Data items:
>>>

PR #38, opened 2020-02-28
grub.cfg-recovery: fix typo, filter vars when loading them

anonymouse64:
This had a typo of `snapd_recovery` instead of `snapd_recovery_system`.

Also, as per the spec, we should only be loading specific vars from the grubenv's, which AIUI is more of a protection against programming errors than it is a physical attack vector.

### DIFF
--- a/grub.cfg-recovery
+++ b/grub.cfg-recovery
@@ -1,7 +1,7 @@
 set default=0
 set timeout=3
 
-load_env --file /EFI/ubuntu/grubenv
+load_env --file /EFI/ubuntu/grubenv snapd_recovery_mode snapd_recovery_system
 
 # if no default boot mode set, pick one
 if [ -z "$snapd_recovery_mode" ]; then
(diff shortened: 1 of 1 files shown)


anonymouse64:
For whatever reason, travis is happy and green, but that hasn't propagated to GitHub :confused:

grub.cfg-recovery
```diff
@@ -1,7 +1,7 @@
 set default=0
 set timeout=3
 
-load_env --file /EFI/ubuntu/grubenv
+load_env --file /EFI/ubuntu/grubenv snapd_recovery_mode snapd_recovery_system
```
bboozzoo, line 4: Won't this make it too hard to tweak or override some grub config?

bboozzoo: Nvm, looked at the specs and filtering is what we want.

bboozzoo (approved):

xnox (approved):

PR #39, opened 2020-03-30
Drop no longer used snap_kernel fallback

xnox:
I think this is a historic piece we did whilst bootstrapping uc20 and is no longer needed.


anonymouse64:
+1

The PR description / commit message don't match the code, but yes this code looks correct. For now, we will only want to load only the `snapd_recovery_kernel` boot variable from the recovery systems grubenv.

anonymouse64 (approved):
(actually github style approving)

PR #40, opened 2020-04-05
gadget.yaml: reduce data partition size to 1G

cmatsuoka:
The data partition is now extended during install to use all the
space available in the block device, so we can set the default
size back to a lower value to generate smaller image files.

Signed-off-by: Claudio Matsuoka <claudio.matsuoka@canonical.com>

### DIFF
--- a/gadget.yaml
+++ b/gadget.yaml
@@ -45,5 +45,4 @@ volumes:
         role: system-data
         filesystem: ext4
         type: 83,0FC63DAF-8483-4772-8E79-3D69D8477DE4
-        # XXX: make auto-grow to partition
-        size: 3G
+        size: 1G


anonymouse64 (approved):
LGTM

(note the change in snapd which did this is https://github.com/snapcore/snapd/pull/8253)

xnox:
what size images should be produced on cdimage.ubuntu.com? I still default those to like 10G, what should it be there? something very small? or something with a little bit of spare size?

vorlonofportland:
The images targeted to VMs specify a sensible default size since whatever size we declare there is the size of the disk qemu will give you.  The images targeted to hardware should still be minimized, and expanded on first boot.

xnox (approved):

PR #44, opened 2020-04-24
grub-recovery.conf: don't make run mode default just because ubuntu-boot exists

anonymouse64:
For the case of re-installing or recovering, we will still have the ubuntu-boot partition around, but we explicitly don't want to make run mode the default here because we will have snapd_recovery_system set and snapd_recovery_mode set too, and so grub should use that.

<<<

=== What to do ===
If a line in the data above holds the string "longer", report that line.

=== Written reply ===
Drop no longer used snap_kernel fallback
I think this is a historic piece we did whilst bootstrapping uc20 and is no longer needed.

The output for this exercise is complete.